Flask & FastAPI Security Guide 2026: HTTPS, CORS, Pydantic & Rate Limiting
Flask security starts with a blank slate — Flask's philosophy is to stay out of your way, which means security is your responsibility from the first line of code. FastAPI is more opinionated about validation, but its security configuration still requires deliberate setup.
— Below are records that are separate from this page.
Issue #123, opened 2017-05-09
Login issues


mammuth:
There are several users who complain not being able to get to the cards view after clicking authorization after enabling the tokens.

mammuth:
Related tickets:
http://tca.exgen.io/scp/tickets.php?id=204
http://tca.exgen.io/scp/tickets.php?id=207
(Send them mails when we fixed this)

mammuth:
We should try to fix that asap since we already got a couple of more mails now that the semester starts.

@mathiasquintero If I remember correctly you told me once you found the cause for this? Can't remember what it was 🙈

mathiasquintero:
Hahaha me neither. Damn. We'll have to check it out

kordianbruck:
Wasn't this the problem that we just fixed in that pull request?  #143

mammuth:
That's why I was asking for the cause. :blush:

Wasn't there the problem that the token was requested whenever the login vc was opened or something like that? So when people activated one token in TUMOnline and came back to the app, it sometimes already had requested another one? Or is that not the current behavior anymore / got fixed?

mammuth:
@mathiasquintero could you dig into this during this week so we can release a new version at the weekend? We get a lot of support mails which are caused by our login flow.

mammuth:
Related / Similar changes: https://github.com/TCA-Team/iOS/issues/131

mammuth:
Resolved via #171

PR #171, opened 2017-10-20
Mathias/persist token awaiting

mathiasquintero:
### Issue
https://github.com/TCA-Team/iOS/issues/123

The UI is a bit funky.
Maybe @TG908 or @rodalfus can help.

Just fyi the button looks weird when we have already requested a token and awaiting confirmation

### DIFF
--- a/TUM Campus App/PersistentUserData.swift
+++ b/TUM Campus App/PersistentUserData.swift
@@ -22,11 +22,14 @@ enum PersistendUserData: Codable {
     }
     
     case no
+    case requestingToken(lrzID: String)
     case some(lrzID: String, token: String, state: State)
     
     var user: User? {
         switch self {
         case .no:
+            return nil
+        case .requestingToken:
             return nil
         case .some(let lrzID, let token, let state):
             return state == .loggedIn ? User(lrzID: lrzID, token: token) : nil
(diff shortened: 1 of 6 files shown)


rodalfus:
@mathiasquintero I guess the issue is that we started using a shared instance of the login view controller flow with #139 (underlying issue) / #143 (PR). That means that the button gets animated to be “small” / gets reset to that smaller position and seems to be kept in memory. What we could do about this is: 1) stop keeping the login view controllers in memory 2) reset the button to its initial position after the animation is done.

TUM Campus App/PersistentUserData.swift
```diff
@@ -10,20 +10,29 @@ import Sweeft
 
 enum PersistendUserData: Codable {
     
+    enum State: Int, Codable {
+        case loggedIn
+        case awaitingConfirmation
+    }
```
mammuth: 👍

TUM Campus App/WaitForTokenViewController.swift
```diff
@@ -42,30 +36,33 @@ extension WaitForTokenViewController {
...
+        } else {
+            button.startLoadingAnimation()
+            loginManager.fetch()
+        }
+    }
+    
+    override func viewWillDisappear(_ animated: Bool) {
+        super.viewWillDisappear(animated)
+        guard !PersistentUser.isLoggedIn else { return }
+        PersistentUser.reset()
```
mammuth: So when I login, get to the WaitForToken Screen and press the Home button (without authorising the token yet), the PersistentUser will get reset? Shouldn't the state still be .awaitingConfirmation ?

mammuth:
You could also think about merging master in order to get the CI up and getting feedback by our bot (if you dare showing your code to him 🙈😆)

TUM Campus App/WaitForTokenViewController.swift
mathiasquintero: Ah, I forgot. Does `viewWillDisapper` get called when pressing the home button?

mathiasquintero: I checked. I doesn't get called

mammuth: Alright! 😊

PR #178, opened 2017-10-20
New UI Design (step 4)

### LINKED ISSUE #68: Feature Proposal: New Card for Newest Grades
How about a card that shows your newest Grade? I think it would be quite handy to just take a look at your TUM app and see your newest grade when you receive the email, instead of checking out the website - Or you can see all your grades at once for the semester you're in or something.

TG908:
Goal of this step is to add a few new Cards:

- [ ] Grades
- [ ] Study Rooms
- [ ] MVV
- [ ] My Lectures

Fixes #68 ?


TG908:
Will be implemented in #209

PR #192, opened 2017-10-22
Remove TabBar

### LINKED ISSUE #118: More View crashes/doesnt display name

### LINKED ISSUE #179: Remove TabBar
As suggested by @TG908, the tabbar is kind of unneeded. 

Possible other ways to get to the more view:
- We could add the profile image to the toolbar which links to it
- some kind of swipe / dropdown similar to snapschat ( @mathiasquintero  idea)
- Your sexy idea here

### LINKED ISSUE #190: Large Titles?
What is your opinion on the large titles from iOS 11. Should we include them.

I think we should to keep our app's look as close as possible to other ios 11 apps. **With one exception: CardTableView** since we don't have a proper title for this vc (maybe someone of you guys knows a way to make the image move up like text).

TG908:
Goal of this PR is to replace the TabBar

Thing to do:

- [x] Implement new SearchController
- [x] Remove old search icon
- [x] Delete old search controller
- [x] Fix navigation issue when clicking on search result
- [x] Remove tab bar
- [x] Add Account icon
- [ ] Clean up more page
- [x] Implement large titles
- [x]  Fix large title for card view (image)

Fixes #190
Fixes #179 
Fixes #118


mathiasquintero:
@TG908 I fixed the issue with the missing Data in the screens. It was treating every user as a stranger

TUM Campus App/CardViewController.swift
```diff
@@ -72,13 +75,30 @@ extension CardViewController {
...
         tableView.separatorStyle = .none
         tableView.backgroundColor = .white
-        manager = (self.tabBarController as? CampusTabBarController)?.manager
+      
+        let storyboard = UIStoryboard(name: "CardView", bundle: nil)
+        guard let searchResultsController = storyboard.instantiateViewController(withIdentifier: "SearchResultsController") as? UIViewController else {
+            fatalError("Unable to instatiate a SearchResultsViewController from the storyboard.")
+        }
+        search = UISearchController(searchResultsController: searchResultsController)
+        search?.searchResultsUpdater = self
```
mathiasquintero: I'd suggest that the search controller should also be the updater. That way we don't have to keep a reference to it...

TG908: The search results table somehow becomes more laggy when the updater is the searchResultsController. I don't mind the reference if it gives us better performance.

TG908:
I want to remove all the options from the account (more) view that are, accessible from the cards view. Some examples are: Room Finder (is included in search bar also doesn't work anymore), Cards (doesn't reload the cards view)

mathiasquintero:
@TG908 what's the status on this?
When can we merge this?

TG908:
@mathiasquintero we are missing the accounts bar button item. We should also remove a few of the duplicate entries from the More tab

TUM Campus App/CardViewController.swift
```diff
@@ -72,21 +75,40 @@ extension CardViewController {
     override func viewDidLoad() {
         super.viewDidLoad()
         setupLogo()
+        
+        if #available(iOS 11.0, *) {
+            self.navigationController?.navigationBar.prefersLargeTitles = false
+            self.navigationController?.navigationItem.largeTitleDisplayMode = .never
```
mathiasquintero: shouldn't `largeTitleDisplayMode = .never` be enough? I think you don't have to set `prefersLargeTitles` every time

TUM Campus App/CardViewController.swift
```diff
@@ -128,3 +150,18 @@ extension CardViewController {
     
 }
 
+
+extension CardViewController: UISearchResultsUpdating {
+    
+    func updateSearchResults(for searchController: UISearchController) {
```
mathiasquintero: I think the search results controller should handle this.
And then the cards view controller is less clutered

TUM Campus App/CardViewController.swift
```diff
@@ -72,21 +75,40 @@ extension CardViewController {
...
+            fatalError("Unable to instatiate a SearchResultsViewController from the storyboard.")
+        }
+        search = UISearchController(searchResultsController: searchResultsController)
+        search?.searchResultsUpdater = self
+        search?.searchBar.placeholder = "Search"
+        search?.obscuresBackgroundDuringPresentation = true
+        search?.hidesNavigationBarDuringPresentation = true
+        if #available(iOS 11.0, *) {
+            self.navigationItem.searchController = search
+        }
```
mathiasquintero: People with iOS 10 should probably still be able to search. 
We should default to an extra search view controller here.

TUM Campus App/CardViewController.swift
TG908: As I already said, doing it in the ResultsVC makes the search laggy.

mathiasquintero: Ok I'll check it out

TG908: I think so too

mathiasquintero:
Closing since this is in #202

PR #199, opened 2017-10-26
Release/1.3

TG908:
Release 1.3 integration branch


mathiasquintero:
I still don't see why we need an extra branch for this. But ok...

Issue #165, opened 2017-10-19
The TU Film announcements shouldn't appear in the news


TG908:
Since we are not going to refactor the news api we somehow need to make sure, that the tu film movies won't show up in the news card.

kordianbruck:
Why should they not appear in the news? 
The idea is to show one card for each news source. Thats how its done in Android.

TG908:
Then we should work on making one card for each news source. @mathiasquintero might have already done this in #167

mathiasquintero:
Sure! We can do it!

TG908:
duplicate see #220

PR #202, opened 2017-10-26
Release/1.3

### LINKED ISSUE #72: Poor performance due to missing caching
So from what I've tested the app does not seem to cache most of the data. Most noticebly it happend several times that the app was unresponsive due to load some data (10-20 seconds in the case of the calendar).

We will run into problems with the TUM. Especially the calendar uses a lot of resources on their mainframe. That should be updated once every 7 days or so at the very most! (Ask @xsrf for more details on this)

Please take a look at the Androids caching mechanics: https://github.com/TCA-Team/TumCampusApp/blob/master/app/src/main/java/de/tum/in/tumcampusapp/managers/CacheManager.java

### LINKED ISSUE #90: Refactor URLs
Refactor the creation of URLs by writing all the baseURLs in a JSON file . And finally get rid of all the warnings from Sonarqube

### LINKED ISSUE #109: Grades and Books should each be displayed in a single card
Todo: Create dedicated model for each of these cards

### LINKED ISSUE #118: More View crashes/doesnt display name

### LINKED ISSUE #121: User Details don't always match the exact user
See Ticket #880490

So far we get the user details by a search with the exact name and filter the list a bit afaik. Perhaps tinker with the filtering a bit or try to fetch it from the LRZ id.

### LINKED ISSUE #156: Caching Everything
If individual room maps images aren't too large, we should consider caching them on device.

Obvious advantage of this is performance: if we don't have to load the images from the internet, we can display them way faster if the user is on a slow connection.

### LINKED ISSUE #179: Remove TabBar

### LINKED ISSUE #190: Large Titles?

### LINKED ISSUE #194: Let's do another release on Sunday
Planned Features (would close 11 issues and 4 PRs !):

- [x] #192 Remove Tab Bar
- [x] #167 network refactor
- [ ] #119 add default campus (needs work)

Anything else?

### LINKED ISSUE #195: Open every url in a SFSafariController
For the sake of consistency we should open all urls in a safari controller and not in safari itself.

I'd very much like this in the 1.3 aswell

TG908:
Please test this.

Fixes #190
Fixes #179
Fixes #118

Fixes #72
Fixes #109 
Starts progress in #43 & #165
Fixes #156
Fixes #90
Fixes #195
Fixes #194
Fixes #121


mathiasquintero:
Since this branch has waaaay too much stuff here. I'd suggest we don't squash the commis this time in order to be able to separate them better in case something goes wrong.

And for the record in the future, we have to avoid MRs that span over more than one feature or bug...

TG908:
@mathiasquintero I think for future releases we should make PRs for the release branch and after release if everything goes well we merge the release branch into master

mathiasquintero:
@TG908 another idea would be to create a release branch. Always merge to master and cherry pick the features and bug fixes that will go to the release and merge those to the release branch

TG908:
The library card is still missing. It also doesn't show up when clicking on edit.

mathiasquintero:
@TG908 It is in edit. Under Book Rental

TG908:
The card doesn't work on any of my devices

mathiasquintero:
I understand. But I can't reproduce it without my account.

So you'll have to debug the functions where we fetch the rented books. I think we're failing to login

TG908:
It also seems like Editing the card order or removing cards doesn't work

mathiasquintero:
Fixed it

mathiasquintero:
@TG908 Going to more and back makes the navbar in the card view have a large title. Even without text.

mathiasquintero:
@TG908 is there anyway we can open the search results on the same navigation controller

TG908:
@mathiasquintero I think the search results controller is opened in a whole new ui window

mathiasquintero:
What if we keep a weak reference to the root vc and call push on those?

TG908:
> @TG908 Going to more and back makes the navbar in the card view have a large title. Even without text.

I cannot reproduce this

> What if we keep a weak reference to the root vc and call push on those?
I'll try

mathiasquintero:
Here you go! The text may not be there, but do you see the height difference?

simulator screen shot - iphone x - 2017-10-27 at 01 06 54
simulator screen shot - iphone x - 2017-10-27 at 01 06 58
simulator screen shot - iphone x - 2017-10-27 at 01 07 03

TG908:
@mathiasquintero is this the iphone x?

mathiasquintero:
Yes. But can be reproduced on any iphone

TG908:
> What if we keep a weak reference to the root vc and call push on those?
 
Would work will do a proper implementation tomorrow.

mathiasquintero:
@TG908 looks great now! I think we're done with most of what we wanted to do here. I'd say we are only missing the extra cards you wanted to make for like MVV, Library, Lectures, etc... 😉 

Perhaps you can get started on that in a separate branch starting from this one and we can later merge it back. So that we still follow the process

TG908:
@mathiasquintero I think the new cards and improved ui might take a while, because I'm quite busy. What I still need to do is take a look at the BookRental Card. Otherwise we are good. 😄

TG908:
Fixed Book Rentals we are ready for launch 🚀

TG908:
Ready for take of

mathiasquintero:
@mammuth have you checked this out?

mathiasquintero:
We also have to update the bundle version

mathiasquintero:
The build got stuck on `CalendarViewController.swift`. Dafuq?!?!

mathiasquintero:
Merging this now!

Issue #198, opened 2017-10-24
Add search bar to TUM.sexy redirects


mammuth:
As the TUM.sexy redirects are growing - add a search bar to the view which filters the list of redirects.

mathiasquintero:
I'd suggest showing them in the regular search as well

mathiasquintero:
Suggestion: Let TUMSexyManager implement SearchManager and filter links locally...

mathiasquintero:
This is my simples solution: https://github.com/mathiasquintero/Fuzzi

Which should allow us to search for both the domain and the description

PR #204, opened 2017-11-02
Implementing Tum Sexy Search

mathiasquintero:
### Issue
#198 

Search Tree is implemented as a BK-Tree over all the words mentioned in all the links mapping to an array of Links that include the words.

Implementation here:
https://github.com/mathiasquintero/Fuzzi/blob/master/Fuzzi/Classes/Searchable.swift#L20


mathiasquintero:
simulator screen shot - iphone x - 2017-11-02 at 11 32 55
This works by adding an extra category to the search result list

mathiasquintero:
The reason this was made so complicated was to allow for misspelling and fuzzy searches. Like this:
img_9221

Podfile
```diff
@@ -6,6 +6,7 @@ use_frameworks!
 
 target 'Campus' do
     pod 'Sweeft', '~> 0.13.3'
+    pod 'Fuzzi', '~> 0.1.0'
     pod 'MCSwipeTableViewCell', '~> 2.1.4'
```
TG908: This shouldn't be here anymore. I'll make a PR removing it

This guide covers both frameworks comprehensively.
Before starting, run a free scan at ZeriFlow to get an instant view of your current live security posture across 80+ checks.
1. Flask-Talisman: Security Headers in One Extension
Flask-Talisman wraps Flask's response pipeline and sets HTTP security headers including Content Security Policy and HTTPS enforcement.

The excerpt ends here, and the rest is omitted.